#### [EXERCISE BRIEF]
Extract each line from the entries below that has the string "instance" in it.

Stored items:
PR #255, opened 2019-12-09
plot.utils.EventClicker pcolormesh (and non-line object) support

asher-m:
These changes add support to EventClicker for matplotlib.pyplot.pcolormesh (QuadMesh) objects, and should be extensible enough to include any pyplot object that doesn't have line data associated with it.

I've included a new example (that may need reformatting) in the doctstring for EventClicker to show how this works.  EventClicker.get_events_data does not work for a pcolormesh/non-line object, as there isn't any "event data" to grab, but get_events will still get the x-value or datetime (whichever is used for the x-axis) of wherever was clicked.

(Incidentally Github wants to include some of my previous commits from a different PR in this.  I don't know why, nor how to exclude them, but if this needs changing let me know.)

### DIFF
--- a/spacepy/plot/utils.py
+++ b/spacepy/plot/utils.py
@@ -143,6 +143,24 @@ class EventClicker(object):
     >>> min(troughvals) <= -1.0 #should bottom-out at -1
     True
 
+    >>> import spacepy.plot
+    >>> import datetime
+    >>> import matplotlib.pyplot as plt
+    >>> import numpy
+    >>> import pytz
+    >>> xmax = 1000
+    >>> tz = pytz.timezone('America/New_York') #get a timezone
+    >>> x, y = numpy.linspace(0, xmax, xmax + 1), numpy.linspace(0, 100, 101)
+    >>> x_like_date = numpy.array([tz.localize(
+    ... datetime.datetime(2019, 12, 1, 0, 0, 0) + datetime.timedelta(hours=i))
+    ... for i in range(0, xmax + 1)])
+    >>> xx, yy = numpy.meshgrid(x, y)
+    >>> z = 1 + numpy.exp(-(yy - 20)**2 / (25)**2)
+    ... * numpy.sin(2 * numpy.pi * xx * 3 / xmax)**2 #something like a spetrogram
+    >>> plt.pcolormesh(x_like_date, y, z)
+    >>> clicker = spacepy.plot.utils.EventClicker(n_phases=1)
+    >>> clicker.analyze()
+
     .. autosummary::
          ~EventClicker.analyze
          ~EventClicker.get_events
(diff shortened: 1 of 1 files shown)


jtniehof:
Since your master still has the commits from your previous PR, and the commit IDs are not maintained in a rebase, those commits are considered to be changes against spacepy/master. spacepy/master has two commits that you don't, and you have three commits that spacepy/master doesn't. The fact that the first two have the same deltas doesn't matter.

I think this should fix it:
```
git fetch origin/master
git rebase --interactive origin/master
```
(remove the two tzinfo commits)

Then you can push --force.

This is why doing a PR against your master can be a pain, although really it comes down to not updating against upstream master.

jtniehof:
Ah, wait, you didn't do the PR against you master. *headdesk*. Do the same procedure, though, and also be sure to force-pull your master.

asher-m:
Okay, after a bit of cleverness I've managed to rebase the one important commit here ontop of Spacepy while leaving the 2 old commits from the other PR behind (now in their own branch in my fork.)  As far as rebasing goes then, this should be good.

Let me know if there should be any changes then.  All of the changes on my end are now properly in their own branch(es).

jtniehof:
There should probably also be a CHANGELOG note; it's a fairly substantial improvement.

asher-m:
I haven't updated the CHANGELOG yet, but I want to ask about the example.  As I mention in #258, changing the shape of a dmarray doesn't quite work right now.  That leaves the following for an example:

```
    >>> import spacepy.plot.utils
    >>> import spacepy.time
    >>> import datetime
    >>> import matplotlib.pyplot as plt
    >>> import numpy
    >>> t = spacepy.time.tickrange('2019-01-01', #get a range of days
    ...                            '2019-12-31',
    ...                            deltadays=datetime.timedelta(days=1))
    >>> y = numpy.linspace(0, 100, 1001)
    >>> seconds = t.TAI - t.TAI[0]
    >>> seconds = seconds.base #base of dmarray so reshape works
    >>> tt, yy = numpy.meshgrid(seconds, y) #use TAI to get seconds
    >>> z = 1 + (numpy.exp(-(yy - 20)**2 / 625) #something like a spectrogram
    ...          * numpy.sin(3e-7 * numpy.pi * tt)**2)
    >>> plt.pcolormesh(t.UTC, y, z)
    >>> clicker = spacepy.plot.utils.EventClicker(n_phases=1)
    >>> clicker.analyze()
    >>> clicker.get_events() #returns an array of the things clicked
    >>> clicker.get_events_data() is None #should be nothing
    True
```

I don't know how to allow the array to be reshaped in meshgrid apart from doing this.  Does this look okay?

jtniehof:
I suggest this:
`seconds = numpy.asarray(seconds) #normal ndarray so reshape (in meshgrid) works`
`asarray` instead of `base` because `asarray` will work (without a copy) even given an ndarray, whereas `base` for an ndarray is `None`. And then making it explicit where the reshape comes from.

asher-m:
That looks better, and it's at least explicit what's going on.  ...changes made and pushed.

jtniehof:
Looks good! Thanks!

PR #545, opened 2018-02-17
fix: default Vagrant images are hosted on vagrantcloud

adulau:


adamjnichols:
Hi there!  What is it that you're hoping to fix with this PR?

adulau:
@adamjnichols As vagrant changed the distribution model of the default Vagrant boxes: https://github.com/hashicorp/vagrant/issues/9442 this allows to use the Vagrant installation.

adamjnichols:
I'm aware of that issue, but it doesn't stem from Hashi changing the way they distribute, so much as their acknowledgement of a bug affecting Vagrant installs < 1.9.6 when the metadata URLs were changed.  It seems they pulled redirects too early, and a fix will be forthcoming.  I'm not sure we want to make downstream changes for something we expect they will address in the near-term.  

@berggren thoughts?

adulau:
@adamjnichols I tested with various version of Vagrant including latest, it works with the new distribution path.  FYI, I wanted to be sure that I could build timesketch and MISP (misp-vagrant) together.

adamjnichols:
I'm sure it works great, they seem to list it as a work around.  My concerns have more to do with changing our Vagrantfile to address a problem that only affects a subset of Vagrant installs, and is something Hashi has already accepted as a bug (meaning they intend to fix).

berggren:
Thanks @adulau for filing this PR. I agree with Adam here in that we should not change out Vagrant file to add this workaround. Let's monitor the upstream bug and if they decide not to fix this we can open this PR again.

PR #560, opened 2018-03-16
Update upstream image source in Vagrantfile

adricnet:
This line got me past a blocking error due to the relocation of the base images used by the Vagrant build. It's likely needed now to build on Vagrant less than 2.x. I did not discover the fix and all credit to @Val in this issue thread:
https://github.com/hashicorp/vagrant/issues/9442#issuecomment-363080565 

hth,
adric


adricnet:
CLA signed, "Thanks, your CLA has been submitted."

PR #572, opened 2018-03-23
Show labels for labeled events

tomchop:


berggren:
Looks good. Can you add a screenshot to the description? That way it is easier to see how the change looks like.

berggren:
The CLA error is wrong.

PR #576, opened 2018-03-27
Enable file import/export support for search templates.

aguilajesus:
First iteration to enable support for a search template repository. this change includes the following:

- export search templates into a given file.
   * exported as yaml file.
- import search templates from a given yaml file.
   * it skips the template if the name is already present in the database.

### DIFF
--- a/timesketch/models/__init__.py
+++ b/timesketch/models/__init__.py
@@ -107,15 +107,6 @@ class BaseModel(object):
     updated_at = Column(DateTime(), default=func.now(), onupdate=func.now())
 
     @classmethod
-    def get(cls, **kwargs):
-        """Get a database object.
-
-        Returns:
-            A model instance or None.
-        """
-        return cls.query.filter_by(**kwargs).first()
-
-    @classmethod
     def get_or_create(cls, **kwargs):
         """Get or create a database object.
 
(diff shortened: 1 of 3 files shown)


timesketch/models/__init__.py
```diff
@@ -106,6 +106,15 @@ def __tablename__(self):
     created_at = Column(DateTime(), default=func.now())
     updated_at = Column(DateTime(), default=func.now(), onupdate=func.now())
 
+    @classmethod
+    def get(cls, **kwargs):
```
berggren: I opt for removing this. This is a bit confusing with the build in Class.query.get(id). In the code below, just use the query syntax:
```
SearchTemplate.query.filter_by(name=u'foo').first()
```

tsctl
```diff
@@ -500,6 +503,52 @@ class SimilarityScore(Command):
...
+
+            with open(export_location, 'w') as fh:
+                yaml.safe_dump(search_templates, stream=fh)
+
+        if import_location:
+            try:
+                with open(import_location, 'rb') as fh:
+                    search_templates = yaml.load(fh)
+                    for search_template in search_templates:
+                        if not SearchTemplate.get(name=search_template[u'name']):
```
berggren: Change to:

```
name = search_template[u'name']
query_string = search_template[u'query_string']
query_dsl = search_template[u'query_dsl']

SearchTemplate.query.filter_by(name=name).first()
```

PR #577, opened 2018-03-28
add label support to search templates

aguilajesus:
with his change:
 - added "remote_template" label to differentiate  between local and imported templates.
 - added supported_os label (as seen in ForensicsArtifacts) to all imported templates.

### DIFF
--- a/tsctl
+++ b/tsctl
@@ -16,7 +16,6 @@
 
 import json
 import sys
-import os
 import yaml
 from uuid import uuid4
 
--- a/tsctl
+++ b/tsctl
@@ -521,10 +521,15 @@ class SearchTemplateManager(Command):
         if export_location:
             search_templates = []
             for search_template in SearchTemplate.query.all():
+                labels = []
+                for l in search_template.labels:
+                    if l.label.startswith(u'supported_os:'):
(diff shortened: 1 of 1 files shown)


tsctl
```diff
@@ -521,10 +520,15 @@ class SearchTemplateManager(Command):
         if export_location:
             search_templates = []
             for search_template in SearchTemplate.query.all():
+                labels = []
+                for l in search_template.labels:
```
berggren: use label instead of l, e.g:
```for label in ...```

File: tsctl [hunk 2]
```diff
@@ -534,23 +538,39 @@ class SearchTemplateManager(Command):
...
+                    continue
+
+                imported_template = SearchTemplate(
+                    name=name,
+                    user=User(None),
+                    query_string=query_string,
+                    query_dsl=query_dsl)
+
+                # Add supported_os labels.
+                for platform in search_template[u'supported_os']:
```
berggren: to follow the naming, use:
```for supported_os in ...```

tsctl
aguilajesus: Done.

tsctl
aguilajesus: Done.

PR #584, opened 2018-04-21
Replacing groovy with painless scripts for clean ES 6.0 support

mari0d:


mari0d:
Unintentional, disregard.

PR #588, opened 2018-04-27
Don't trample local OS PIP

adamjnichols:
https://github.com/pypa/pip/issues/5221

### DIFF
--- a/vagrant/bootstrap.sh
+++ b/vagrant/bootstrap.sh
@@ -52,7 +52,7 @@ apt-get install -y \
   python-pip python-dev libffi-dev redis-server python-plaso plaso-tools jq
 
 # Install python dependencies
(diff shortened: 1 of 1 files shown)


vagrant/bootstrap.sh
```diff
@@ -52,7 +52,7 @@ apt-get install -y \
   python-pip python-dev libffi-dev redis-server python-plaso plaso-tools jq
 
 # Install python dependencies
-pip install --upgrade pip
+# pip -v install --upgrade pip  # don't do this https://github.com/pypa/pip/issues/5221
```
berggren: Looks good. just remove the line altogether IMO.

pradyunsg: Passing `--user` as well to pip, is another option here. :)

PR #608, opened 2018-05-17
check status from elastic

deralexxx:
Had some troubles and by debugging turned out my elastic was not running, so I think it is good enough to mention it here to check.

(May 17 03:52:32 systemd[1]: elasticsearch.service: Main process exited, code=exited, status=1/FAILURE
May 17 03:52:32  systemd[1]: elasticsearch.service: Unit entered failed state.
May 17 03:52:32  systemd[1]: elasticsearch.service: Failed with result 'exit-code'.)

### DIFF
--- a/docs/Installation.md
+++ b/docs/Installation.md
@@ -39,6 +39,9 @@ Make sure that Elasticsearch is started on boot:
     /bin/systemctl daemon-reload
     /bin/systemctl enable elasticsearch.service
     /bin/systemctl start elasticsearch.service
+    
+Make sure that Elasticsearch is running:
+
     /bin/systemctl status elasticsearch.service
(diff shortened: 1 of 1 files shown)


docs/Installation.md
```diff
@@ -39,6 +39,7 @@ Make sure that Elasticsearch is started on boot:
     /bin/systemctl daemon-reload
     /bin/systemctl enable elasticsearch.service
     /bin/systemctl start elasticsearch.service
+    /bin/systemctl status elasticsearch.service
```
berggren: Maybe add something like:

### Make sure Elasticsearch is running correctly
/bin/systemctl status elasticsearch.service

PR #612, opened 2018-05-28
Close DB session in tasks

berggren:
Make sure we close the db session after operating tasks.

### DIFF
--- a/timesketch/lib/tasks.py
+++ b/timesketch/lib/tasks.py
@@ -17,7 +17,6 @@ import logging
 import subprocess
 import traceback
 
-from celery import Task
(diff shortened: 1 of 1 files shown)


timesketch/lib/tasks.py
```diff
@@ -17,6 +17,7 @@
 import subprocess
 import traceback
 
+from celery import Task
```
tomchop: You don't seem to be using this anywhere in the code. Correct?

berggren: Good catch! Removed now.

berggren:
PTAL

PR #629, opened 2018-06-11
Google OpenID Connect authentication support

berggren:
This PR implements the full OAuth2 authentication support for Google OpenID Connect. It uses a normal Oauth2 flow to obtain a authentication code that is used to fetch a signed JWT.

Reference: https://developers.google.com/identity/protocols/OpenIDConnect


timesketch/lib/google_auth.py
```diff
@@ -34,6 +47,135 @@ class JwtKeyError(Exception):
...
+        'code': code,
+        'client_id': current_app.config.get('GOOGLE_OIDC_CLIENT_ID'),
+        'client_secret': current_app.config.get('GOOGLE_OIDC_CLIENT_SECRET'),
+        'redirect_uri': redirect_uri,
+        'grant_type': 'authorization_code'
+    }
+    token_url = discovery_document.get('token_endpoint')
+    try:
+        response = requests.post(token_url, data=post_data)
+        encoded_jwt = response.json().get('id_token')
```
tomchop: Maybe account for the situation where `id_token` is not in the response?

timesketch/lib/google_auth.py
```diff
@@ -164,5 +284,39 @@ def get_public_key_for_jwt(encoded_jwt, url):
...
+        }
+    }
+    get_oauth2_discovery_document.cache = cache
+    return new_discovery_document
+
+
 # Used to cache public keys.
 get_public_key_for_jwt.key_cache = {}
+
+# Used to cache public keys.
```
tomchop: `Used to cache discovery documents`?

timesketch/views/auth.py
```diff
@@ -52,6 +62,10 @@ def login():
         Redirect if authentication is successful or template with context
         otherwise.
     """
+    # Google OpenID Connect authentication.
+    if current_app.config.get(u'GOOGLE_OIDC_ENABLED', False):
```
tomchop: `from __future__ import unicode_literals`?

timesketch/views/auth.py
```diff
@@ -134,3 +148,71 @@ def logout():
...
+
+    validated_email = validated_jwt.get(u'email')
+    user_whitelist = current_app.config.get(u'GOOGLE_OIDC_USER_WHITELIST')
+
+    # Check if the authenticating user is on the whitelist.
+    if user_whitelist:
+        if validated_email not in user_whitelist:
+            return abort(HTTP_STATUS_CODE_UNAUTHORIZED)
+
+    user = User.get_or_create(username=validated_email, name=validated_email)
```
tomchop: One of `username` or `name` should be enough to have a unique user, right?

timesketch/lib/google_auth.py
berggren: Done.

timesketch/lib/google_auth.py
berggren: Done.

timesketch/views/auth.py
berggren: This is going into a bigger refactor later. Will be in a separate PR.

timesketch/views/auth.py
berggren: True, but the way the helper works I need both here so it will be created correctly. Might change this later, but this PR is not the place :)

berggren:
PTAL

timesketch/views/auth.py
tomchop: SG

timesketch/views/auth.py
tomchop: SG

PR #633, opened 2018-06-12
Searchtemplate source model

berggren:
Add source model to searchtemplates in order to track where the template came from and to support sharing of templates in the future.


berggren:
Closing this PR. We will revisit this with a different approach

PR #1127, opened 2020-03-10
Replaces PASSWORD with PASSWORD_FILE (fixes #1126)

### LINKED ISSUE #1126: Passwords for Docker Container Configuration Should Be Read From File
Passing password by `ENV` is bad practice and should be replaced by using `docker secrets`. To accomplish this, the current environment variables could be extended by `POSTGRES_PASSWORD_FILE` and `TIMESKETCH_PASSWORD_FILE` which read the file from the appropriate path (usually `/run/secrets/secret-name`).

einfallstoll:
This should replace the PASSWORD with PASSWORD_FILE environment variables, while keeping backward compatibility, improve existing security and add a note to upgrade.

### DIFF
--- a/docker/docker-entrypoint.sh
+++ b/docker/docker-entrypoint.sh
@@ -10,8 +10,12 @@ if [ "$1" = 'timesketch' ]; then
   fi
 
   # Set up the Postgres connection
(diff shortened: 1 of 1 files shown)


einfallstoll:
@googlebot I signed it!

PR #1129, opened 2020-03-10
Stats on indices

berggren:
This PR adds count stats per index when searching and it shows counters and size on disk in the timeline list.

Screenshot 2020-03-10 at 10 21 17

Screenshot 2020-03-10 at 10 13 21

Screenshot 2020-03-10 at 10 07 57


timesketch/api/v1/resources.py
```diff
@@ -410,6 +410,16 @@ def get(self, sketch_id):
             for t in sketch.active_timelines
         ]
 
+        # Get event count and size on disk for each index in the sketch.
+        stats_per_index = {}
+        es_stats = self.datastore.client.indices.stats(
+            index=sketch_indices, metric='docs, store')
+        for index_name, stats in es_stats['indices'].items():
```
kiddinn: can we do here

for .... in es_stats.get('indices', {}).items()

just to be more error tolerant.

timesketch/api/v1/resources.py
```diff
@@ -410,6 +410,16 @@ def get(self, sketch_id):
...
+            stats_per_index[index_name] = {
+                'count': stats['total']['docs']['count'],
```
kiddinn: also here... do we know that these will always exist?

```
stats.get('total', {}).get('docs', {}).get('count', 0)
```
or something like that

timesketch/api/v1/resources.py
```diff
@@ -826,10 +846,18 @@ def post(self, sketch_id):
...
-                aggregations=None,
+                aggregations=index_stats_agg,
                 return_fields=return_fields,
                 enable_scroll=enable_scroll)
 
+        # Get number of matching documents per index.
+        count_per_index = {}
+        try:
+            for bucket in result['aggregations']['indices']['buckets']:
+                count_per_index[bucket['key']] = bucket['doc_count']
```
kiddinn: ok, so the way this works now is that if a single key doesn't exist a KeyError will be raised, can happen in several different places here, and then nothing more will be stored.... what if you actually get back the `result['aggregations']['indices']['buckets']`, so you'll get some `bucket` attributes... and then a single bucket will not have a `key` value (may not happen), but the subsequent ones would... that would mean you don't get all the values you could have gotten... would it be better to make the assignment more error prone?

```
key = bucket.get('key')
if key:
    count_per_index[key] = bucket.get('doc_count')
```

or something like that
count_per_index[

timesketch/api/v1/resources.py
berggren: Done.

timesketch/api/v1/resources.py
berggren: Done

timesketch/api/v1/resources.py
berggren: Good catch, fixed now.

berggren:
@kiddinn PTAL

PR #1132, opened 2020-03-11
Create stories from analyzers

berggren:
This PR adds the ability to create and author a Story from analyzers.

```
        view = self.sketch.add_view(
            view_name='Story test', analyzer_name=self.NAME,
            query_string='foobar')
        story = self.sketch.add_story(title='Story from analyzer')
        story.add_text('## This is a markdown title')
        story.add_view(view)
        story.add_text('This is another paragraph')
```


timesketch/lib/analyzers/interface.py
```diff
@@ -351,6 +353,26 @@ def add_view(self, view_name, analyzer_name, query_string=None,
...
+        Args:
+            title: The name of the view.
+
+        Raises:
+            ValueError: If both query_string an query_dsl are missing.
+
+        Returns:
+            An instance of a Story object.
+        """
+
```
kiddinn: no need for this extra space/line

timesketch/lib/analyzers/interface.py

#### [RESULT OF THE EXERCISE]
-            A model instance or None.
+            An instance of a Story object.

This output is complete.